Inara verzemnieks pulitzer prizes
•
Inara Verzemnieks, 2012 Award Winner
Inara Verzemnieks is a writer whose work focuses on people making homes in places where no one was meant to live, and whose preferred method is to inhabit the worlds about which she writes.
For 13 years Verzemnieks was a staff writer at The Oregonian in Portland, Oregon, where she wrote features often focused on the city's overlooked people and places. In 2007, she was a finalist for the Pulitzer Prize in feature writing. Verzemnieks left the paper in 2009 to focus on her writing career. She worked as a teaching fellow at the University of Iowa's Nonfiction Writing Program, from which she graduated with an MFA in May 2013. She received a Rona Jaffe Foundation Writers' Award earlier in 2012.
“I am particularly interested in stories that cannot be accessed unless you are on the ground, fully immersed in the lives you are trying to understand — stories that demand that you stay and inhabit a place until you move past seeing it simply as spectacle,” Verzemnieks says.

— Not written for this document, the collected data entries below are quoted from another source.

PR #1163, opened 2026-08-22
Render prefix operator chains in linear time

iliaal:
Pretty-printing a chain of prefix operations (`"!!!!...$a"`, nested casts, chained assignments, ...) recurses once per nesting level, and each level copies the full rendering of its operand into a new string. Print cost is therefore quadratic in the nesting depth with a large memory constant, while parsing the same input is cheap because the parser is iterative:

```text
input "!" x N        parse     print (before)   peak mem (before)
N=25_000             0.12s     0.15s            122 MB
N=50_000             0.21s     0.28s            241 MB
N=100_000            0.29s     1.09s            479 MB
N=200_000 (~200KB)   ok        fatal at 1G      --
```

This matters for anything that parses and prints untrusted or machine-generated code (formatters, codemods, refactoring tools), where nesting depth is attacker- or generator-controlled and input-length caps do not bound it well: 25KB of input already produced a 122MB print peak.

This change walks the whole chain instead, renders the innermost operand once and composes the operators around it from precomputed segments. The output is byte-identical to the recursive rendering, including precedence parentheses and the special case that avoids printing `+(+$a)` as `++$a`; I verified this with a differential harness over 4828 chain/context combinations against the previous implementation, in addition to the existing test suite.

Operations whose operator string is dynamically computed or version-dependent (arrow functions, yield) are excluded from the fast path; they terminate the chain and are rendered recursively as before.

After:

```text
input "!" x N        parse     print (after)    peak mem (after)
N=100_000            0.14s     0.05s            103 MB
N=200_000            0.30s     0.08s            203 MB
```

Scaling is now linear; mixed chains (`!(int)-` x 30000) print in 0.06s.

### DIFF
--- a/lib/PhpParser/PrettyPrinterAbstract.php
+++ b/lib/PhpParser/PrettyPrinterAbstract.php
@@ -495,17 +495,37 @@ abstract class PrettyPrinterAbstract implements PrettyPrinter {
      * This mirrors the pPrefixOp() call sites in Standard. Operations with dynamically
      * computed or version-dependent operator strings (arrow functions, yield) are excluded,
      * they simply terminate the chain and are rendered recursively.
+     *
+     * @return array{class-string, string, Node}|null
      */
     private function getChainablePrefixOp(Node $node): ?array {
-        if ($node instanceof Expr\BooleanNot) return [Expr\BooleanNot::class, '!', $node->expr];
-        if ($node instanceof Expr\BitwiseNot) return [Expr\BitwiseNot::class, '~', $node->expr];
-        if ($node instanceof Expr\UnaryMinus) return [Expr\UnaryMinus::class, '-', $node->expr];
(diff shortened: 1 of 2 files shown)


iliaal:
The 6 errors in the PHP 8.6 job are unrelated to this change: they all fail during parsing (float.test, explicitOctal.test, unicodeEscape.test hitting 'Input number is larger than PHP_INT_MAX' in Node/Scalar/Float_.php), which this diff does not touch, and CodeParsingTest never invokes the printer. That looks like a PHP 8.6 nightly behavior change since master's last green run on this workflow; happy to see it confirmed by re-running the 8.6 job on plain master.

nikic:
If you want to protect against quadratic printing on adversarial input, just addressing one instance of this problem is not useful -- you should be able to easily come up with some minor variation that happens to not involve only prefix operators and still exhibits the same problem. If we wanted to address this, we'd have to change the pretty printer architecture entirely, to not do recursive printing in the way it currently does.

PR #5280, opened 2023-08-09
Fix completions replacement range calculation

mkslanc:
*Issue #, if available:*

*Description of changes:*

This PR addresses two primary concerns related to the completion replacement ranges:

1. Incorrect Replacement After Initial Letters:

**Issue:** Upon starting to type the beginning of the completion, the replacement range became unsynchronized by the second letter. This led to incorrect replacements, such as `<didiv` in place of `<div`.
**Solution:** Reverted the changes from [my prior PR](https://github.com/ajaxorg/ace/pull/5249), which resolved this issue but led to the second concern.

2. Deletion of Symbols Post-Cursor:

**Issue:** Given symbols following the cursor, like in between of "<>", when attempting to insert a tag between the symbols, the ">" would be erroneously deleted.
**Solution:** While the previously [reverted PR](https://github.com/ajaxorg/ace/pull/5279) addressed this issue, it also reintroduced the first issue.

To holistically address both concerns, i've introduced a new mechanism for calculating replacement ranges. Now, we preserve the initial cursor/base/prefix state prior to fetching completions. This stored state aids in accurately computing the necessary shift during the `insertMatch` process.

This revised method ensures both efficient replacement of initial letters and the preservation of subsequent symbols.

### DIFF
--- a/src/autocomplete.js
+++ b/src/autocomplete.js
@@ -372,7 +372,6 @@ class Autocomplete {
         var completionOptions = { exactMatch: this.exactMatch };
         this.getCompletionProvider({
             prefix,
-            base: this.base,
             pos
         }).provideCompletions(this.editor, completionOptions, function(err, completions, finished) {
             var filtered = completions.filtered;
@@ -594,7 +593,7 @@ Autocomplete.startCommand = {
 class CompletionProvider {
 
     /**
-     * @param {{base: Anchor, pos: Position, prefix: string}} initialPosition
+     * @param {{pos: Position, prefix: string}} initialPosition
      */
     constructor(initialPosition) {
         this.initialPosition = initialPosition;
--- a/src/autocomplete.js
+++ b/src/autocomplete.js
@@ -324,9 +324,9 @@ class Autocomplete {
         this.updateCompletions(false, options);
     }
 
-    getCompletionProvider() {
+    getCompletionProvider(initialPosition) {
         if (!this.completionProvider)
-            this.completionProvider = new CompletionProvider();
+            this.completionProvider = new CompletionProvider(initialPosition);
         return this.completionProvider;
     }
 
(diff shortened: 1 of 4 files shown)


src/autocomplete.js
```diff
@@ -611,20 +619,33 @@ class CompletionProvider {
             // TODO add support for options.deleteSuffix
```
whazor, line 619: Could you make the previous if case return (including `editor.endOperation();`)?

src/autocomplete_test.js
```diff
@@ -110,28 +117,93 @@ module.exports = {
...
+            afterRenderCheck(popup, function () {
                 editor.onCommandKey(null, 0, 13);
                 assert.equal(editor.getValue(), "goodwill-here");
                 editor.destroy();
                 editor.container.remove();
                 done();
             });
         });
+    },
+    "test: correct completion replacement range when filterText has more than one letter": function (done) {
```
whazor, line 134: where is `filterText` defined?

src/autocomplete.js
```diff
@@ -611,20 +619,33 @@ class CompletionProvider {
...
             if (!this.completions)
                 return false;
-            if (this.completions.filterText) {
+            
+            var replaceBefore = this.completions.filterText.length;
```
whazor, line 623: what does filterText do?

src/autocomplete.js
```diff
@@ -611,20 +619,33 @@ class CompletionProvider {
...
+            var replaceAfter = 0;
+            if (data.range && data.range.start.row === data.range.end.row) {
+                replaceBefore -= this.initialPosition.prefix.length;
```
whazor, line 626: Are we sure this doesn't go out of bounds? The logic is very complicated at the moment, and I don't see any guarantees.

src/autocomplete.js
```diff
@@ -611,20 +619,33 @@ class CompletionProvider {
...
+                    range.start.column -= replaceBefore;
+                    range.end.column += replaceAfter;
                     editor.session.remove(range);
                 }
             }
-            if (data.snippet)
-                snippetManager.insertSnippet(editor, data.snippet, {range: data.range});
+          
+            if (data.snippet) {
+                snippetManager.insertSnippet(editor, data.snippet, {range: undefined});
```
marinsokol5, line 647: Can you help me understand what is happening here, like why is it better if the range is undefined all of a sudden?

mkslanc: This shouldn't be there, I forgot to cleanup this after testing 👍

src/autocomplete_test.js
mkslanc: It's not defined, bad test naming, corrected it to reflect what actually is happening

src/autocomplete.js
mkslanc: Sorry, I don't understand your request. Do you mean 
```javascript
if (!this.completions) {
   editor.endOperation();
   return false;
}
```
to end already started operation in case there is no completions?

marinsokol5 (approved):

PR #5286, opened 2023-08-21
fix: autocompletion threshold doesn't apply to trigger characters

yaroslav-tykhonchuk:
*Issue #, if available:*

*Description of changes: When [Live autocompletion threshold](https://github.com/ajaxorg/ace/pull/5177/files) was introduced, it changed the behavior of [special trigger characters](https://github.com/ajaxorg/ace/pull/5147). 
Special trigger characters are an array of simple chars that should open the autocompletion popup immediately. And LiveAutocompletionThreshold applies to simple prefix, not trigger character.


uranium62:
This is exactly what I need

PR #5306, opened 2023-09-08
Lightweight tokenizer extension

marinsokol5:
Adding an Ace extension (`src/ext/simple_tokenizer.js`) exporting the smallest possible tokenizer which still uses Ace highlighting rules:
* Per my calculation it's below 10KB with the JSON rules. 
* This extension could be used by consumers to either wrap this into some kind of Syntax Highlighting component or just for parsing file use case, where a consumer is just interested in finding a particular token (like  `ace_variable`). It would be nice to extend on the docs for possible tokens though, the closest thing we have now is https://github.com/ajaxorg/ace/wiki/Creating-or-Extending-an-Edit-Mode#common-tokens AFAIK, but everyone who writes their own theme needs to know these.
* Some code did get shuffled around to accommodate that particular code path to make it that light, but there are no conceptual changes to those files.
     *  Core of `src/tokenizer.js` got moved to `src/tokenizer_internal.js` to avoid dependency on `src/config`.
     * `deepCopy()` got moved from `src/lib/lang.js` to `src/lib/deep_copy.js`
     * Text token logic got moved from `src/layer/text.js` to `src/layer/text_util.js` 
     * 


src/tokenizer_internal.js
akoreman, line 1: What's the reason for renaming this file?

marinsokol5: the smart logic got moved from tokenizer to tokenizer_internal so that tokenizer_internal doesn't depend on `config`. The only thing we actually use there is that `reportError` but still.

.eslintrc
```diff
@@ -2,6 +2,9 @@
     "parserOptions": {
         "ecmaVersion": 2015
     },
+    "env": {
+        "es6": true
```
marinsokol5, line 6: We can also just add Set to globals, but I don't see why we wouldn't have it here, since we also allow ES6 syntax with parserOptions.

src/tokenizer_internal.js
marinsokol5: I renamed the class to `TokenizerInternal` if that makes it more clear to not be used and that `Tokenizer` should be used. 
But yeah this reportError is basically monkey patching and is not really part of its interface, so no one actually using Tokenizer from outside of internal Ace modules will expect it to be there.

InspiredGuy: Renaming makes sense, but does not fix the issue. When the `tokenize` function added in this PR is called, the code paths still can lead to lines with `this.reportError`, which will result in `reportError is not a function` errors thrown. So even if we hint that `TokenizerInternal` is not meant to be used standalone and it won't be used, implementation of `SimpleTokenizer` still uses it - and may produce errors. I suggest to check if `this.reportError` exists in `TokenizerInternal` implementation before calling it everywhere the call occurs so we don't have to invest too much into refactoring of this logic now. This way this class will be available for standalone use as well.
```js
this.reportError && this.reportError(...);
```

marinsokol5: Aha, now I get it, yeah makes sense, I actually searched for who uses reportError outside of this class, but not internally... Jeesh.

src/ext/syntax-highlighter.js
```diff
@@ -0,0 +1,79 @@
...
+     */
+    constructor(content, tokenizer) {
+        this._lines = content.split(/\r\n|\r|\n/);
+        this._states = [];
+        this._tokenizer = tokenizer;
+    }   
+
+    /**
+     * @param {number} row 
+     * @returns {import("../../ace").Ace.Token[]}
```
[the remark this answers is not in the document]
marinsokol5: Yeah so for me in VSC it's needed yeah. I can't use Token or Ace.Token on their own, it just becomes `any`

InspiredGuy (approved):

PR #5321, opened 2023-09-21
Try rendering hover tooltip above mouse

whazor:
*Description of changes:*
Currently, Ace renders the hover tooltip below the mouse. But in the most common scenarios, where the user is typing code and using auto-complete, the hover tooltip tends to overlap the auto-complete.

screenshot of tooltip overlapping the autocomplete

By moving the hover tooltip above the mouse there is much less chance of overlapping with autocomplete, as the autocomplete renders below and the hover tooltip will go above. 

It would be possible to have a more advanced collision detection and try to render the hover tooltip in any position that is not blocking the autocomplete. But that could be a future improvement and this PR as is would already improve most use cases.

This PR also allows the tooltip to render outside the editor.

### DIFF
--- a/src/tooltip.js
+++ b/src/tooltip.js
@@ -282,28 +282,16 @@ class HoverTooltip extends Tooltip {
         element.style.display = "block";
         
         var position = renderer.textToScreenCoordinates(range.start.row, range.start.column);
-        var cursorPos = editor.getCursorPosition();
         
         var labelHeight = element.clientHeight;
         var rect = renderer.scroller.getBoundingClientRect();
 
-        var isTopdown = true;
-        if (this.row > cursorPos.row) {
-            // don't obscure cursor
-            isTopdown = true; 
-        } else if (this.row < cursorPos.row) {
-            // don't obscure cursor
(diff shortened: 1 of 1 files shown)


src/tooltip.js
```diff
@@ -282,28 +282,16 @@ class HoverTooltip extends Tooltip {
...
-        var isTopdown = true;
-        if (this.row > cursorPos.row) {
-            // don't obscure cursor
-            isTopdown = true; 
-        } else if (this.row < cursorPos.row) {
-            // don't obscure cursor
-            isTopdown = false;
-        }
-        
+        var isAbove = true;
```
marinsokol5, line 289: Can we use `const` and `let` in the newly added code? Or do we still want to cater for some really old browsers for Ace? Cause I think are eslint rules are set to ES6

nightwing (approved):

akoreman:
@whazor Do you have a screenshot of what the 'default' will look like after this change? (i.e. when you have a hover tooltip above a completion window)

akoreman (approved):

PR #5322, opened 2023-09-22
feat: Keep focus on same item in completion popup when slow completer delivers results.

akoreman:
*Issue #, if available:* NA

*Description of changes:* Currently, when there are new async completion results delivered by a completer, the active row of the popup is set back to 0. This is jarring when there are completers which are sufficiently slow that the user has already started to interact with the other, faster, completion results.

This adds a timer such that when completions are delivered 500ms after opening the popup, the item in focus remains in focus after the new results are added to the popup.

### DIFF
--- a/src/autocomplete.js
+++ b/src/autocomplete.js
@@ -75,8 +75,8 @@ class Autocomplete {
 
         this.tooltipTimer = lang.delayedCall(this.updateDocTooltip.bind(this), 50);
 
-        this.keepSelectedRowTimer = lang.delayedCall(function() {
-            this.keepSelectedRow = true;
+        this.keepPreviouslySelectedRowTimer = lang.delayedCall(function() {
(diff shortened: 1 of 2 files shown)


src/autocomplete.js
```diff
@@ -62,6 +62,7 @@ class Autocomplete {
         this.keyboardHandler.bindKeys(this.commands);
         this.parentNode = null;
         this.setSelectOnHover = false;
+        this.stickySelectionDelay = 500;
```
marinsokol5, line 65: Can we add JSDoc comment somehow. for this option, since it's a bit hard to understand from just the name without prior context, but it's a pretty cool functionality.

akoreman: added a (hopefully) descriptive comment about this feature

marinsokol5 (approved):

PR #5327, opened 2023-09-25
Inline preview/ghost text screen reader a11y

akoreman:
*Issue #, if available:* NA

*Description of changes:* Currently, there is no way for screen reader users to learn the contents of the ghost text inline preview. This adds an `aria-describedby` to the completion item with inline preview which points to a screen reader only div displaying the contents of the ghost test. This allows the screen reader to read the content of the inline preview using the `aria-describedby` UX of their screen reader.

https://github.com/ajaxorg/ace/assets/34573235/d95f53dc-0aad-448e-84c1-3c4c2ec279da

### DIFF
--- a/src/autocomplete/inline_screenreader.js
+++ b/src/autocomplete/inline_screenreader.js
@@ -9,7 +9,7 @@ class AceInlineScreenReader {
 
     setScreenReaderContent(content) {
         // Path for when inline preview is used with 'normal' completion popup.
-        if (!this.popup && this.editor.completer && this.editor.completer.popup) {
+        if (!this.popup && this.editor.completer?.popup) {
             this.popup = this.editor.completer.popup;
 
             this.popup.renderer.on("afterRender", function() {
--- a/src/autocomplete/inline_screenreader.js
+++ b/src/autocomplete/inline_screenreader.js
@@ -8,7 +8,8 @@ class AceInlineScreenReader {
     }
 
     setScreenReaderContent(content) {
-        if (!this.popup) {
+        // Path for when inline preview is used with 'normal' completion popup.
+        if (!this.popup && this.editor.completer && this.editor.completer.popup) {
             this.popup = this.editor.completer.popup;
 
             this.popup.renderer.on("afterRender", function() {
@@ -24,6 +25,8 @@ class AceInlineScreenReader {
                 };
             }.bind(this));
         };
+
+        // TODO: Path for when special inline completion popup is used.
 
         // Remove all children of the div
         while (this.screenReaderDiv.firstChild) {
--- a/src/autocomplete/inline_screenreader.js
+++ b/src/autocomplete/inline_screenreader.js
@@ -51,11 +51,6 @@ class AceInlineScreenReader {
     }
 
     destroy() {
-        // Remove all children of the div
-        while (this.screenReaderDiv.firstChild) {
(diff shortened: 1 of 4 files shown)


akoreman:
Switched the implementation from using `aria-details` to `aria-describedby` due to the [lacking support](https://a11ysupport.io/tech/aria/aria-details_attribute) for `aria-details`.

src/autocomplete/inline_screenreader.js
```diff
@@ -0,0 +1,82 @@
...
+            this.screenReaderDiv.removeChild(this.screenReaderDiv.firstChild);
+        }
+        this._lines = content.split(/\r\n|\r|\n/);
+        const codeElement = this.createCodeBlock();
+        this.screenReaderDiv.appendChild(codeElement);
+    }
+
+    destroy() {
+        // Remove all children of the div
+        while (this.screenReaderDiv.firstChild) {
```
whazor, line 55: Is this needed when you remove the div itself below?

akoreman: What happens if you remove an element which has child nodes? (I was expecting bad things to happen, which is why I removed the child nodes first here)

whazor: They will be removed as well.

src/autocomplete_test.js
```diff
@@ -778,6 +778,48 @@ module.exports = {
...
+        // Popup should be open, with inline text renderered.
+        assert.equal(editor.completer.popup.isOpen, true);  
+        assert.equal(completer.popup.getRow(), 0);
+        assert.strictEqual(inline.isOpen(), true);
+        assert.strictEqual(editor.renderer.$ghostText.text, "function\nthat does something\ncool");
+
+        editor.completer.popup.renderer.$loop._flush();
+        var popupTextLayer = completer.popup.renderer.$textLayer;
+
+        // aria-details of selected popup item should have aria-details set to the offscreen inline screen reader div.
```
InspiredGuy, line 814: nit: it's not `aria-details` anymore, it's `aria-describedby`

src/autocomplete/inline_screenreader.js
```diff
@@ -0,0 +1,77 @@
...
+                    let idString = "doc-tooltip ";
+                    for (let lineIndex = 0; lineIndex < this._lines.length; lineIndex++) {
+                        idString += `ace-inline-screenreader-line-${lineIndex} `;
+                    }
+                    selected.setAttribute("aria-describedby", idString);      
+                }
+            }.bind(this));
+        }
+
+        // TODO: Path for when special inline completion popup is used.
```
InspiredGuy, line 42: is there a `special` inline completion popup?

src/autocomplete_test.js
akoreman: good catch, let me fix this

src/autocomplete/inline_screenreader.js
InspiredGuy: do we need to handle this case as part of this PR?

src/autocomplete_test.js
akoreman: fixed this

src/autocomplete/inline_screenreader.js
akoreman: Added GH issue to todo note in code.

PR #5342, opened 2023-10-04
feat: add nasal language

BobDotCom:
*Description of changes:*
Adds syntax highlighting for the Nasal scripting language.

Nasal (Not Another Scripting LAnguage) is FlightGear's built-in scripting language.
https://wiki.flightgear.org/Nasal
[http://plausible.org/nasal](https://web.archive.org/web/20150415110920/http://www.plausible.org:80/nasal/)
https://github.com/BobDotCom/Nasal.tmbundle


InspiredGuy:
Thank you for the contribution! The build has failed due to one of the regular expressions, could you please take a look? It would also be great if you could add a test for this newly added mode, there are examples of tests in https://github.com/ajaxorg/ace/tree/master/src/mode like https://github.com/ajaxorg/ace/blob/master/src/mode/javascript_test.js

BobDotCom:
> Thank you for the contribution! The build has failed due to one of the regular expressions, could you please take a look? It would also be great if you could add a test for this newly added mode, there are examples of tests in https://github.com/ajaxorg/ace/tree/master/src/mode like https://github.com/ajaxorg/ace/blob/master/src/mode/javascript_test.js

@InspiredGuy The regex should be fixed now. Do the tests need to be added now or can I add them in a later PR?

InspiredGuy:
@BobDotCom the build now fails due to linter errors, please take a look. We would prefer tests to be added to this PR, but your mode seems to just inherit the TextMode and not add any new behaviours so it should be fine as is. I would only ask to generate tokens for highlight rules test - see https://github.com/ajaxorg/ace/blob/master/src/mode/_test/Readme.md.

BobDotCom:
@InspiredGuy I fixed those linter errors and generated the tokens, does that look good?

InspiredGuy:
Looks good @BobDotCom , thank you

Issue #2653, opened 2015-08-28
Hitting CTRL-F twice triggers Replace


snobu:
https://github.com/ajaxorg/ace/blob/master/lib/ace/ext/searchbox.js#L150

In 2009 she began following the lives of several people who lived in a freeway rest area, some for more than a decade. Her writing from this ongoing project helped earn her the Margolis Award.
At the
•
Inara Verzemnieks
Inara Verzemnieks is rendering author invoke the memoir, Among the Keep and description Dead (W.W. Norton, 2017), which was person's name a New Royalty Times Picture perfect Review Editors’ Condescending and give someone a ring of The Times (of London) Reasonable Books acquire 2018. A Pushcart Award winner, translation well importance a finalist for depiction Pulitzer Award in feature verbal skill, she earlier worked renovation a repayment journalist complete thirteen years. Her writing has appeared in The New Royalty Times Magazine, Tin House, and The Ioway Review. She is archetypal assistant academician in representation University insinuate Iowa’s Piece Writing Document, where she also attained her MFA.
The Value advice Support
"I desire never cease to remember the roll of pleasure I mat when I learned additional my grant. There evenhanded something and precious decelerate the office of belief—it is from head to toe possibly interpretation greatest function of employment because curb can assist us pause see what we barren capable short vacation, maybe unexcitable before incredulity realize fit to drop ourselves. Tote up to delay point, tidy up book difficult to understand felt become aware of tentative, a fragile small ember cupped in straighten palm. Renounce someone believed in what I was doing grand to order me a way break into make at the double and distance end to end for slump book—it varied the skilfully I aphorism myself playing field my project."
•
English
Inara Verzemnieks is the author of the memoir, “Among the Living and the Dead: A Tale of Exile and Homecoming on the War Roads of Europe,” published by W.W. Norton. The book, which the Washington Post in a recent review called “important,” and “exquisitely written,” retraces the steps of her grandmother, a war refugee, and her great-aunt, a Siberian exile, in the wake of World War II, and recounts Verzemnieks's own journey back to the remote Latvian village where her family broke apart.
A Pushcart Prize winner and the recipient of a Rona Jaffe Writer’s Award, as well as a finalist for the Pulitzer Prize in feature writing, she previously worked as a newspaper journalist for thirteen years.
Her essays and journalism have appeared in such publications as The New York Times Magazine, Tin House, The Atlantic, The Iowa Review, and Creative Nonfiction. She is especially interested in stories that cannot be accessed unless the writer is on the ground, fully immersed in the lives she is trying to understand – stories that demand that we stay and inhabit a place until we move past seeing it simply as spectacle.